To me they seem to have made the right trade offs. Java is getting value types too because there’s a limit to what run times can do on behalf of developers. Spans in C# and .NET seem the way languages are moving in general with e.g slices in Go, views in C++ etc.

There are definitely some pitfalls for high performance areas but they are actively being worked on as well as ensuring the general case is better, e.g devirtualization of interfaces and abstract classes where possible in the JIT IIRC.


The only technical debt I see on C#, are little things like 3 different ways of declaring lambdas for example.

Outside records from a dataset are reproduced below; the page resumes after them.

PR #88, opened 2015-08-20
Various Redstone fixes

xxmicloxx:
This PR fixes two bugs:
- Fluids breaking redstone components will now actually cause a redstone update
- Redstone torches can now also be placed when there is a redstone dust on the opposite side


mastercoms:
:+1: I'll test this out and merge it if it works.

mastercoms:
Works, merging.

PR #607, opened 2017-12-17
Implement GlowMapRenderer.render()

Pr0methean:
This implementation is basic -- it only considers the material value of the highest block at each pixel -- but it implements the limited vision range and is configurable in YAML. Someone may still need to implement persistence for the GlowMapCanvas.


src/main/resources/builtin/materialValues.yml
```diff
@@ -4,21 +4,28 @@ default:
   lightOpacity: 255
   flameResistance: -1
   fireResistance: -1
+  baseMapColor: 44
 values:
+  # TODO: Define baseMapColor for all materials
```
mastercoms, line 9: The material values file is a WIP for all properties, so I feel like this comment is confusing.

mastercoms (commented):
Looks good on my first pass through!

Pr0methean:
Reopened directly from the feature branch as #608

PR #612, opened 2017-12-17
Add a slf4j back-end to pom.xml

### LINKED ISSUE #606: SLF4J Warning on startup
Glowstone build: 89f3731 / `1407`

I'm getting this warning during server startup. This happens right after the configs are created and before binding the server.

```
[WARNING] SLF4J: Failed to load class "org.slf4j.impl.StaticLoggerBinder".
[WARNING] SLF4J: Defaulting to no-operation (NOP) logger implementation
[WARNING] SLF4J: See http://www.slf4j.org/codes.html#StaticLoggerBinder for further details.
```

Pr0methean:
Fixes #606
Used only by a library, not by Glowstone itself.

### DIFF
--- a/pom.xml
+++ b/pom.xml
@@ -44,6 +44,12 @@
 
   <dependencies>
     <dependency>
+      <groupId>org.slf4j</groupId>
+      <artifactId>slf4j-log4j12</artifactId>
+      <version>1.7.25</version>
+      <scope>runtime</scope>
+    </dependency>
+    <dependency>
       <groupId>net.glowstone</groupId>
       <artifactId>glowkit</artifactId>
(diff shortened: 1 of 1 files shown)


aramperes:
Since Glowstone doesn't use it, I think it should be added to the library manager and downloaded at runtime instead. Thoughts @mastercoms?

Pr0methean:
That will only fix it if the library that uses slf4j hasn't already invoked LoggerFactory.

mastercoms:
This is fine for now. I'll leave the issue open until we get a new library management system that does a proper fix to it.

mastercoms (approved):

PR #613, opened 2017-12-17
Fix a ConcurrentModificationException

### LINKED ISSUE #609: Concurrency issue when player spawns in world
Glowstone build: `1407`

Sometimes, there will be a concurrency exception when the player joins the world as the player itself is being pulsed:

```
        at java.util.HashMap$HashIterator.nextNode(HashMap.java:1437)
        at java.util.HashMap$KeyIterator.next(HashMap.java:1461)
        at net.glowstone.entity.GlowPlayer.pulse(GlowPlayer.java:810)
        [ ... ]
        at java.util.stream.ReferencePipeline.forEach(ReferencePipeline.java:418)
        at net.glowstone.GlowWorld.pulsePlayers(GlowWorld.java:581)
        at net.glowstone.GlowWorld.pulse(GlowWorld.java:461)
```

This doesn't happen all the time.

Pr0methean:
Fixes #609

### DIFF
--- a/src/main/java/net/glowstone/entity/GlowPlayer.java
+++ b/src/main/java/net/glowstone/entity/GlowPlayer.java
@@ -18,7 +18,6 @@ import java.util.Collection;
 import java.util.Collections;
 import java.util.HashMap;
 import java.util.HashSet;
-import java.util.Iterator;
 import java.util.LinkedList;
 import java.util.List;
 import java.util.Map;
--- a/src/main/java/net/glowstone/entity/GlowPlayer.java
+++ b/src/main/java/net/glowstone/entity/GlowPlayer.java
@@ -806,17 +806,23 @@ public class GlowPlayer extends GlowHumanEntity implements Player {
 
         // update or remove entities
         List<Integer> destroyIds = new LinkedList<>();
-        for (Iterator<GlowEntity> it = knownEntities.iterator(); it.hasNext(); ) {
-            GlowEntity entity = it.next();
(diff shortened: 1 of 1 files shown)


src/main/java/net/glowstone/entity/GlowPlayer.java
```diff
@@ -806,17 +805,23 @@ public void pulse() {
...
-                it.remove();
+                destroyEntities.add(entity);
             } else {
                 entity.createUpdateMessage(session).forEach(session::send);
             }
         }
         if (!destroyIds.isEmpty()) {
             session.send(new DestroyEntitiesMessage(destroyIds));
+            for (Entity entity : destroyEntities) {
+                knownEntitiesCopy.remove(entity);
```
kamcio96: `removeAll` ?

smartboyathome:
Do note that this won't completely eliminate the possibility of a ConcurrentModificationException, it'll just reduce the window during which it can happen.

aramperes:
I'm worried about this solution because while it does fix the exception for the majority of cases, it doesn't address the base problem

- The creation of the new list can still cause a concurrency exception
- This is creating an extra List instance every tick, per player
- There may be a risk of broken functionality that isn't addressed here. This exception can happen when a player switches from one world from another. Entity IDs are only unique per-world, so it may happen that an entity is wrongly destroyed on the client-side in the new world.

Pr0methean:
Does shifting to a new world trigger a new `pulse` call and restore wrongly-deleted entities? If so, a solution may be to have `world` and `knownEntities` guarded by the same lock.

Issue #505, opened 2017-06-24
[#396] Entities: Projectiles [$50 awarded]


gdude2002:
[![Bountysource bounty](https://api.bountysource.com/badge/issue?issue_id=46548051)](https://www.bountysource.com/issues/46548051-396-entities-projectiles)

This issue is part of [this story](https://github.com/GlowstoneMC/Glowstone/issues/396), *Completing entities in Glowstone* (#396). To make the work easier and bounties fairer, we've split it into multiple issues.

Anyone can participate in the completion of this issue, which will be a major turning point in the development and the possible use-cases for Glowstone as a Minecraft server alternative.

---

**Before getting started!** If you are unfamiliar with Glowstone, please remember that Glowstone is a complete rewrite of the Minecraft vanilla server, aimed to be a better alternative to other software like Spigot. You are by no means allowed to push code to this repository based on Mojang's own platform (whether it be Forge, MCP, decompiled binaries, etc.) Doing so will cause in the rejection of your Pull Request. You are allowed to use other resources like the numerous wikis that exist on the Internet (Minecraft Wiki, wiki.vg, etc.) as well as trial-and-error.

---

Projectiles
=======

Projectiles are not implemented, but Momo has worked on them before in a separate [branch](https://github.com/GlowstoneMC/Glowstone/tree/projectiles). The implementation can be based on that work, but the physics system has been reworked a lot (so it could be severely outdated). The following projectiles need to be implemented:

* Arrow (including shooting them with a bow, and the functionality behind it -- e.g. pulling back a bow), and Potion arrows
* Eggs (including throwing them and spawning chickens randomly)
* Ender Pearl (including throwing them and teleporting the player)
* Fireball
* Snowball (including throwing them and hitting other entities)
* Splash potions (and possibly implementing effects at the same time!)
* Experience bottles (including implementing the Experience Orbs at the same time!)
* Wither Skull (including targeting, related to AI)

PR #614, opened 2017-12-17
Projectiles

Pr0methean:
Also implements arrow consumption for ItemBow, updates the entity IDs for projectiles, and stubs out and registers missing projectile classes.


Pr0methean:
This is a partial fix of #505

src/main/java/net/glowstone/entity/EntityRegistry.java
```diff
@@ -68,74 +68,18 @@
...
-import org.bukkit.entity.Vindicator;
-import org.bukkit.entity.Weather;
-import org.bukkit.entity.Witch;
-import org.bukkit.entity.Wither;
-import org.bukkit.entity.WitherSkeleton;
-import org.bukkit.entity.Wolf;
-import org.bukkit.entity.Zombie;
-import org.bukkit.entity.ZombieHorse;
-import org.bukkit.entity.ZombieVillager;
+import org.bukkit.entity.*;
```
hibo98: Please remove the wildcard import
See [Code Style](https://github.com/GlowstoneMC/Glowstone/wiki/Code-Style)

mastercoms:
FYI, we'll be waiting to merge this after January 1st, due to the current soft feature freeze.

Pr0methean:
Thanks for the warning. I'll check again for merge conflicts shortly after Christmas.

Pr0methean:
Should an AreaEffectCloud created by a lingering potion always be the same color as the potion?

Pr0methean:
This is ready for review.

src/main/java/net/glowstone/block/entity/state/GlowDispenser.java
```diff
@@ -92,12 +98,24 @@ public static void register() {
                     InventoryUtil.copyPotionDataToTippedArrow(tippedArrow, itemStack);
                     return tippedArrow;
                 })));
-        registry.putBehavior(Material.FIREWORK_CHARGE, new ProjectileDispenseBehavior(location -> {
```
aramperes: Was this removal intentional?

src/main/java/net/glowstone/block/blocktype/BlockTnt.java
```diff
@@ -19,7 +20,7 @@
      * @param tntBlock The block to ignite.
      * @param ignitedByExplosion True if another explosion caused this ignition.
      */
-    public static void igniteBlock(GlowBlock tntBlock, boolean ignitedByExplosion) {
+    public static void igniteBlock(Block tntBlock, boolean ignitedByExplosion) {
```
aramperes, line 23: I think this is due to a merge mistake -- is there a reason for this change?

src/main/java/net/glowstone/block/itemtype/ItemBow.java
```diff
@@ -0,0 +1,101 @@
...
+            if (ThreadLocalRandom.current().nextDouble() < 0.2) {
+                launchedArrow.setCritical(true);
+            }
+        }
+        InventoryUtil.damageItem(player, item);
+        player.setUsageItem(null);
+        player.setUsageTime(0);
+        currentArrow = null;
+    }
+
```
aramperes: Remove whitespace.

src/main/java/net/glowstone/block/entity/state/GlowDispenser.java
Pr0methean: Yes: should have been FIREBALL.

src/main/java/net/glowstone/entity/GlowEntity.java
```diff
@@ -207,6 +208,11 @@
      * Whether gravity applies to the entity.
      */
     private boolean gravity = true;
+    /**
+     * Whether friction applies to the entity.
+     */
+    @Setter
+    private boolean friction = true;
```
aramperes, line 236: Why only lombokify the Setter?

src/main/java/net/glowstone/entity/projectile/GlowArrow.java
```diff
@@ -0,0 +1,133 @@
...
+    @Setter
+    private int knockbackStrength;
+    /**
+     * How long an entity burns after being shot with a burning arrow.
+     */
+    private static final int TARGET_BURN_TICKS = 100;
+
+    public GlowArrow(Location location) {
+        super(location);
+        setGravityAccel(new Vector(0,-0.05,0));
```
aramperes: Spaces after commas (`0, -0.05, 0`)

src/main/java/net/glowstone/entity/projectile/GlowArrow.java
```diff
@@ -0,0 +1,133 @@
...
+    }
+
+    @Override
+    public void setOnGround(boolean onGround) {
+        super.setOnGround(onGround);
+        if (onGround) {
+            setVelocity(new Vector(0, 0, 0));
+        }
+    }
+
```
aramperes: Remove whitespace.

src/main/java/net/glowstone/entity/projectile/GlowArrow.java
```diff
@@ -0,0 +1,133 @@
...
+    @Override
+    public PickupRule getPickupRule() {
+        return null;
+    }
+
+    @Override
+    public void setPickupRule(PickupRule pickupRule) {
+
```
aramperes: Can you implement this? It shouldn't be too hard to just add a field with lombok.

src/main/java/net/glowstone/entity/projectile/GlowArrow.java
```diff
@@ -0,0 +1,133 @@
...
+    public boolean isCritical() {
+        return metadata.getBit(MetadataIndex.ARROW_CRITICAL, 0x1);
+    }
+
+    @Override
+    public void setCritical(boolean critical) {
+        metadata.setBit(MetadataIndex.ARROW_CRITICAL, 0x1, critical);
+    }
+
+    @Override public PickupStatus getPickupStatus() {
```
aramperes: Annotations on different line

src/main/java/net/glowstone/entity/projectile/GlowArrow.java
```diff
@@ -0,0 +1,133 @@
...
+        PickupStatus customPickupStatus = this.customPickupStatus;
+        return customPickupStatus != null ? customPickupStatus :
+                getShooter() instanceof Monster ? PickupStatus.DISALLOWED :
+                PickupStatus.ALLOWED;
+    }
+
+    @Override public void setPickupStatus(PickupStatus pickupStatus) {
```
aramperes: Annotations on different line

src/main/java/net/glowstone/entity/projectile/GlowLingeringPotion.java
```diff
@@ -0,0 +1,55 @@
...
+                    effect = new PotionEffect(effect.getType(), effect.getDuration() >> 2,
+                            effect.getAmplifier());
+                }
+                // TODO: else effect is 1/2 the usual
+                cloud.addCustomEffect(effect, true);
+            }
+        }
+        remove();
+    }
+
```
aramperes: Remove whitespace.

src/main/java/net/glowstone/io/entity/AreaEffectCloudStore.java
```diff
@@ -0,0 +1,30 @@
...
+class AreaEffectCloudStore extends EntityStore<GlowAreaEffectCloud> {
+
+    public AreaEffectCloudStore() {
+        super(GlowAreaEffectCloud.class, EntityType.AREA_EFFECT_CLOUD);
+    }
+
+    @Override
+    public void load(GlowAreaEffectCloud entity, CompoundTag tag) {
+        super.load(entity, tag);
+        // TODO
```
aramperes: Can you add what NBT fields need to be added in the TODO?

src/test/java/net/glowstone/block/itemtype/ItemBowTest.java
```diff
@@ -0,0 +1,67 @@
...
+        // Finish shooting
+        bow.endUse(player, bowItemStack);
+        verify(player, times(1)).launchProjectile(Arrow.class);
+        verify(player, times(1)).setUsageItem(null);
+        verify(player, times(1)).setUsageTime(0);
+        assertEquals(1, bowItemStack.getDurability()); // shooting should damage the bow
+        // FIXME: assertEquals(1, arrows.getAmount()); // one arrow should be consumed
+    }
+
+}
```
aramperes: Add blank line at end (LF)

src/test/java/net/glowstone/net/PlayProtocolTest.java
```diff
@@ -84,6 +82,9 @@
 import org.bukkit.util.BlockVector;
 import org.bukkit.util.Vector;
 
+import java.util.Arrays;
+import java.util.UUID;
```
aramperes: Probably due to a merge mistake

aramperes (changes requested):

src/main/java/net/glowstone/block/entity/state/GlowDispenser.java
aramperes: Do fireworks no longer get let off by dispensers? Or is `firework_charge` something else?

Pr0methean: I'm pretty sure FIREWORK_CHARGE is a firework *star*. The dispense behavior for firework *rockets* will not be a ProjectileDispenseBehavior either, because GlowFirework doesn't implement Projectile.

src/main/java/net/glowstone/block/blocktype/BlockTnt.java
Pr0methean: The block doesn't actually have to be a GlowBlock for the method body to work, and widening the types will help simplify calling code and maximize plugin compatibility.

src/main/java/net/glowstone/block/itemtype/ItemBow.java
```diff
@@ -0,0 +1,101 @@
...
+    private static final double MAX_SPEED = 53;
+    private ItemStack currentArrow;
+
+    @Override
+    public void startUse(GlowPlayer player, ItemStack item) {
+        findArrow: for (ItemStack itemStack : player.getInventory().getContents()) {
+            switch (itemStack.getType()) {
+                case ARROW:
+                    if (currentArrow == null) {
+                        currentArrow = itemStack;
```
aramperes: I don't think this is how it should be implemented. The arrow lookup should be done in the `endUse`: the startUse should just check if there *is* an arrow somewhere.

Suppose that the player has two stacks of arrows in their inventory. This function will determine that the first stack is to be used, and will be stored in `currentArrow`. If the stack is dropped or removed during the bow pulling (by a plugin or whatever), the `endUse` function won't be able to find the stack with this current system. This search should be done when by the `endUse`.

The `endUse` function should find the arrow and get the slot index for the stack. Then, it will summon the arrow and remove one/delete and update the slot (`inventory.setItem(slot, arrowStack)`)

aramperes (dismissed):

src/main/java/net/glowstone/block/entity/state/GlowDispenser.java
aramperes: Ah okay, I thought the firework entities were considered projectiles.

src/main/java/net/glowstone/entity/GlowEntity.java
Pr0methean: Because a lombokified Getter would be called "isFriction" where we'd want "hasFriction". And the getter isn't used anyway, so for now there's none.

src/main/java/net/glowstone/block/entity/state/GlowDispenser.java
Pr0methean: Adding a TODO in the next commit.

src/main/java/net/glowstone/block/itemtype/ItemBow.java
Pr0methean: Done in the next commit.

src/main/java/net/glowstone/entity/projectile/GlowArrow.java
Pr0methean: Done in the next commit.

src/main/java/net/glowstone/entity/projectile/GlowArrow.java
Pr0methean: Done in the next commit.

src/main/java/net/glowstone/entity/projectile/GlowArrow.java
Pr0methean: Done in the next commit.

src/main/java/net/glowstone/entity/projectile/GlowArrow.java
Pr0methean: Done in the next commit.

src/main/java/net/glowstone/entity/GlowEntity.java
aramperes: Ah okay :)

src/main/java/net/glowstone/entity/projectile/GlowArrow.java
Pr0methean: Switching to interface defaults instead (stub generation must have been using a different version of Glowkit).

src/main/java/net/glowstone/entity/projectile/GlowLingeringPotion.java
Pr0methean: Done in the next commit.

src/main/java/net/glowstone/io/entity/AreaEffectCloudStore.java
Pr0methean: Done in the next commit.

src/test/java/net/glowstone/block/itemtype/ItemBowTest.java
Pr0methean: Done in the next commit.

src/test/java/net/glowstone/net/PlayProtocolTest.java
Pr0methean: Reverted in the next commit.

src/main/java/net/glowstone/block/itemtype/ItemBow.java
Pr0methean: Done in cb38717fadd2b1bdbaa3f0108b47cff6680c9c9d

src/main/java/net/glowstone/block/itemtype/ItemBow.java
```diff
@@ -0,0 +1,115 @@
...
+            player.setUsageItem(item);
+            player.setUsageTime(TICKS_TO_FULLY_CHARGE);
+        }
+    }
+
+    @Override
+    public void endUse(GlowPlayer player, ItemStack item) {
+        ItemStack currentArrow = null;
+        // Check arrows again, since plugins can change the inventory while a bow is drawn
+        findArrow: for (ItemStack itemStack : player.getInventory().getContents()) {
```
aramperes: Merge both for-loops into a method, returning an `Optional<ItemStack>`.

aramperes (dismissed):

src/main/java/net/glowstone/block/itemtype/ItemBow.java
Pr0methean: Done in 4a56ae374ea310c61123396fc796d71a0692da34

src/main/java/net/glowstone/block/itemtype/ItemProjectile.java
```diff
@@ -0,0 +1,20 @@
...
+ */
+public abstract class ItemProjectile extends ItemType {
+
+    protected final EntityType entityType;
+
+    public ItemProjectile(EntityType entityType) {
+        this.entityType = entityType;
+    }
+
+    public abstract Projectile use(GlowPlayer player, ItemStack holding);
```
aramperes: Needs documentation

src/main/java/net/glowstone/util/InventoryUtil.java
```diff
@@ -67,4 +76,46 @@ public static int getRandomSlot(Random random, Inventory inventory, boolean igno
...
         return notEmpty.get(random.nextInt(notEmpty.size()));
     }
+
+    /**
+     * Inflicts damage to an item. Unbreaking enchantment is applied if present.
+     *
+     * @param player The player holding the item, or null if held by a dispenser
+     * @param holding The item
+     */
+    public static void damageItem(GlowPlayer player, ItemStack holding) {
```
aramperes: What I would do, is make a method with just the `ItemStack`, that returns an `ItemStack`. The ItemStack doesn't get updated in the player's inventory until you use `inventory.setItem(slot, stack)`; and since the slot information isn't inside of the ItemStack object, this current implementation won't work.

Also, in that case, return `InventoryUtil.createEmptyStack()` if the item is to be removed (max damage)

aramperes (changes requested):

aramperes:
Also, please consider stubbing/implementing the `WitherSkull` entity, which extends `Fireball`

src/main/java/net/glowstone/block/itemtype/ItemProjectile.java
Pr0methean: Documented in a314f6a8d42113df74766f2043f9dbc9bb23a91d

src/main/java/net/glowstone/util/InventoryUtil.java
Pr0methean: Done in 87f6098857730d7a152df87c2d8ed49c15535b69

Pr0methean:
Added GlowWitherSkull in f394fab

src/main/java/net/glowstone/entity/projectile/GlowWitherSkull.java
```diff
@@ -0,0 +1,22 @@
...
+    @Getter
+    @Setter
+    private boolean charged;
+
+    @Override
+    protected int getObjectId() {
+        return NETWORK_ID;
+    }
+
+    public GlowWitherSkull(Location location) {
```
aramperes: Put the constructor above other methods.

aramperes (dismissed):

src/main/java/net/glowstone/entity/projectile/GlowWitherSkull.java
Pr0methean: Done in f97a894

src/main/java/net/glowstone/block/itemtype/ItemBow.java
```diff
@@ -0,0 +1,116 @@
...
+import org.bukkit.inventory.meta.PotionMeta;
+
+public class ItemBow extends ItemTimedUsage {
+    private static final long TICKS_TO_FULLY_CHARGE = 20;
+    private static final double MAX_BASE_DAMAGE = 9;
+    private static final double MAX_SPEED = 53;
+
+    @Override
+    public void startUse(GlowPlayer player, ItemStack item) {
+        if (findArrow(player).isPresent()) {
```
aramperes: In vanilla, you can shoot a bow even if you don't have arrows in your inventory. By default, it will shoot plain arrows, and if there are tipped arrows, it will use those instead (without consumption).

Here, the startUse would do nothing if the player is in creative and has no arrows, thus not shooting anything in the end.

Pr0methean: Fixed: now shoots a plain arrow if you're in Creative and have no arrows.

src/main/java/net/glowstone/entity/projectile/GlowLingeringPotion.java
```diff
@@ -0,0 +1,54 @@
...
+        ItemMeta meta = getItem().getItemMeta();
+        if (meta instanceof PotionMeta) {
+            PotionMeta potionMeta = (PotionMeta) meta;
+            cloud.setColor(potionMeta.getColor());
+            cloud.setBasePotionData(potionMeta.getBasePotionData());
+            for (PotionEffect effect : getEffects()) {
+                // Cloud effects have only 1/4 the usual duration
+                PotionEffectType type = effect.getType();
+                if (!type.isInstant()) {
+                    effect = new PotionEffect(effect.getType(), effect.getDuration() >> 2,
```
Postremus: Could we use a simple "/ 4" here instead?
Reading bit shifts is not not natural to all of us, and requires a few extra seconds to understand.

Pr0methean: Done in bd87257c067ff07dde11c181fff35b4a7ce36355

src/main/java/net/glowstone/entity/projectile/GlowProjectile.java
```diff
@@ -0,0 +1,76 @@
...
+import lombok.Getter;
+import lombok.Setter;
+import net.glowstone.entity.GlowEntity;
+import net.glowstone.net.message.play.entity.EntityMetadataMessage;
+import net.glowstone.net.message.play.entity.EntityVelocityMessage;
+import net.glowstone.net.message.play.entity.SpawnObjectMessage;
+import net.glowstone.util.Position;
+import org.bukkit.Location;
+import org.bukkit.block.Block;
+import org.bukkit.block.BlockFace;
```
mastercoms: Unused import.

src/main/java/net/glowstone/PotionDataHolder.java
```diff
@@ -0,0 +1,126 @@
...
+     *
+     * <p>Plugins should check that hasCustomEffects() returns true before calling
+     * this method.
+     *
+     * @return the immutable list of custom potion effects
+     */
+    List<PotionEffect> getCustomEffects();
+
+    /**
+     * Adds a custom potion effect to this arrow.
```
mastercoms: Why do these docs refer to arrows only?

src/main/java/net/glowstone/block/ItemTable.java
```diff
@@ -391,7 +395,6 @@ private void registerBuiltins() {
                 .YELLOW_GLAZED_TERRACOTTA));
         reg(Material.CHORUS_FLOWER, new BlockChorusFlower());
         reg(Material.CHORUS_PLANT, new BlockChorusPlant());
-
```
mastercoms: Don't remove the separation here between blocks and items.

src/main/java/net/glowstone/entity/GlowEntity.java
```diff
@@ -957,28 +969,50 @@ protected void pulsePhysics() {
...
-                    velocity.setX(velocity.getX() * 0.91);
-                    velocity.setZ(velocity.getZ() * 0.91);
+                    velocity.setY(airDrag * (velocity.getY() + getGravityAccel().getY()));
+                    if (isOnGround()) {
+                        velocity.setX(velocity.getX() * slipMultiplier);
+                        velocity.setZ(velocity.getZ() * slipMultiplier);
+                    } else {
+                        horizontalAirDrag = 0.91;
+                        velocity.setX(velocity.getX() * horizontalAirDrag);
+                        velocity.setZ(velocity.getZ() * 0.91);
```
mastercoms: Use `horizontalAirDrag` here as well.

src/main/java/net/glowstone/entity/GlowEntity.java
```diff
@@ -957,28 +969,50 @@ protected void pulsePhysics() {
...
+                    }
+                }
+            } else if (hasGravity() && !isOnGround()) {
+                switch (location.getBlock().getType()) {
+                    case WATER:
+                    case LAVA:
+                        velocity.setY(velocity.getY() + getGravityAccel().getY() / 4d);
+                        break;
+                    default:
+                        velocity.setY(velocity.getY() + getGravityAccel().getY() / 4d);
```
mastercoms, line 1005: Gravity should not be divided by 4 here.

src/main/java/net/glowstone/entity/GlowLivingEntity.java
```diff
@@ -663,11 +668,60 @@ public boolean isWithinSolidBlock() {
...
 
     @Override
-    public <T extends Projectile> T launchProjectile(Class<? extends T> projectile,
-        Vector velocity) {
-        T entity = world.spawn(getEyeLocation(), projectile);
-        entity.setVelocity(velocity);
-        return entity;
+    public <T extends Projectile> T launchProjectile(Class<? extends T> clazz, Vector vector) {
+        float offset = 0.0F;
+        float velocity = 1.5F;
```
mastercoms: Rename velocity to speed here, and any where else velocity is being defined as a magnitude. Then rename vector to velocity.

src/main/java/net/glowstone/entity/GlowLivingEntity.java
```diff
@@ -663,11 +668,60 @@ public boolean isWithinSolidBlock() {
...
+        if (vector == null) {
+            vector = getVelocity();
+        }
+
+        T projectile = throwProjectile(clazz, getEyeLocation().clone(), vector, offset, velocity);
+        projectile.setShooter(this);
+        return projectile;
+    }
+
+    protected <T extends Projectile> T throwProjectile(Class<? extends T> type, Location location,
```
mastercoms: Why does the method name change from launchProjectile to throwProjectile?

Likewise, why does clazz get changed to type?

src/main/java/net/glowstone/entity/GlowLivingEntity.java
```diff
@@ -663,11 +668,60 @@ public boolean isWithinSolidBlock() {
...
+            Vector originalVector, float offset, float velocity) {
+        double k = Math.toRadians(-1);
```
Issue #576, opened 2017-10-21
Java 9 support for downloaded libraries


TuxCoding:
Title: Java 9 support for downloaded libraries
Glowstone build: 4534b4a5

Java 9 changed the system class loader and therefore we can no longer call addURL to dynamically load the library files. [Paperclip](https://github.com/PaperMC/Paperclip) had the same issue and they solved it [by using a Java agent](https://github.com/PaperMC/Paperclip/blob/d0395f6304db49e4472dab9dbf247e994a1122b8/java9/src/main/java/com/destroystokyo/paperclip/Agent.java#L17).

```
[WARNING] java.lang.ClassCastException: java.base/jdk.internal.loader.ClassLoaders$AppClassLoader cannot be cast to java.base/java.net.URLClassLoader
[WARNING] 	at net.glowstone.util.LibraryManager$LibraryDownloader.run(LibraryManager.java:101)
[WARNING] 	at java.base/java.util.concurrent.ThreadPoolExecutor.runWorker(ThreadPoolExecutor.java:1167)
[WARNING] 	at java.base/java.util.concurrent.ThreadPoolExecutor$Worker.run(ThreadPoolExecutor.java:641)
[WARNING] 	at java.base/java.lang.Thread.run(Thread.java:844)
```

gdude2002:
Thanks for creating the ticket - we do actually know about this one. @mastercoms has some plans for it, I think.

Pr0methean:
A temporary solution may be to use `ClassLoaders.AppClassLoader.appendToClassPathForInstrumentation`, although this will probably raise an illegal-reflection warning and be specific to Oracle and OpenJDK.

mastercoms:
Fixed in https://github.com/GlowstoneMC/Glowstone/commit/536305cb88faad3d1b36c34b1b9ae145cc6c14e2.

PR #615, opened 2017-12-17
Skip library loading when system ClassLoader isn't a URLClassLoader

Pr0methean:
Allows graceful degradation for #576

### DIFF
--- a/src/main/java/net/glowstone/util/LibraryManager.java
+++ b/src/main/java/net/glowstone/util/LibraryManager.java
@@ -74,6 +74,10 @@ public final class LibraryManager {
 
         @Override
         public void run() {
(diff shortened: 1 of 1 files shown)


src/main/java/net/glowstone/util/LibraryManager.java
```diff
@@ -74,6 +74,10 @@ public void run() {
 
         @Override
         public void run() {
+            ClassLoader sysLoader = ClassLoader.getSystemClassLoader();
+            if (!(sysLoader instanceof URLClassLoader)) {
```
mastercoms: Add a severe logging message here describing the issue to server owners (and maybe tell them they will need to downgrade for now).

mastercoms (approved):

As for the rest, my only complaint is that Java and C# designers should have paid more attention to what was being done in Delphi, Oberon, Component Pascal, Modula-3, Eiffel, and have offered value types, spans, low level primitives for high performance code, AOT/JIT compilers since version 1.0.

And in this regard, C# fares much better than Java.


I'd argue that copying covariant array conversion from Java was a mistake as well. Perhaps in both the language and the runtime.


Actually they copied it from all major OOP languages with common root object that were already prevalent before Java was designed.

I am thinking about Eiffel, Smalltalk, Sather, Oberon family, Moduls-3, Object Pascal.

So it was a natural mistake to do.


By pushing things into the language, what I mean is that for example C# has stack allocation and the JIT is a very straight line compiler (for many years it was basically a C++ compiler, opts wise). The Java guys refused to add this complexity to the language and instead implemented escape analysis and scalar replacement. Now with Graal they're doubling down on that approach: there are no proposals to add stackalloc to Java, but Graal is capable of eliminating allocations in far more cases than previously. In other words Java can automatically mark things as stackalloc (sorta) without the user thinking about it, and it gets better over time. Whereas C# code does not get less allocation heavy over time.

A more obvious example is value types. CLR guys put value types into the runtime and type system. Now Java is going in that direction too, but actually, the Truffle guys have demonstrated that they can specialise data structures to get the same layouts that value types give you on the fly with compiler techniques again (e.g. List<Integer> is compiled to List<int> behind the scenes when possible). And both C2 and Graal inline code more aggressively than the CLR does, and when functions are inlined together more EA is possible, so that's like passing data by value instead of by reference. So it's not really clear that Valhalla is going to be necessary in the end, if that line of compiler research is pursued further, and over the years I've been revising what I anticipate the performance improvements to be from it downwards.

And finally Spans in C# are yet another example of this. Java has ByteBuffer which provides a similar abstraction, but it doesn't do e.g. array slices or access to the stack. But then again, you hardly need to think about the stack when writing Java because the runtime will use it most of the time the human would have done anyway, and the collections API offers sub-array access with inlined and fully optimised accesses. I would note that Go and C++ are both designed with AOT compilation in mind and neither are widely held up as examples of excellent language design.

Overall, it's not clear that we've reached the limit of what runtimes can do. It seems more likely we've reached the limit of what runtimes written in C++ can do before they hit the sort of complexity scaling limits that make Java and C# so widely used to begin with. The speed with which the Graal/Truffle guys have been able to develop new optimisations that were theoretical for years with the C++ compiler is remarkable - even things where the more traditional branch of Java development is considering .NET style language complexification to get it.


Is there any problem in using this in applications that verify the code signature?


It's the bytecode (the 'intermediate language' in CLR terminology) that is verified by signature, not the dynamically generated machine code, so it won't make any difference.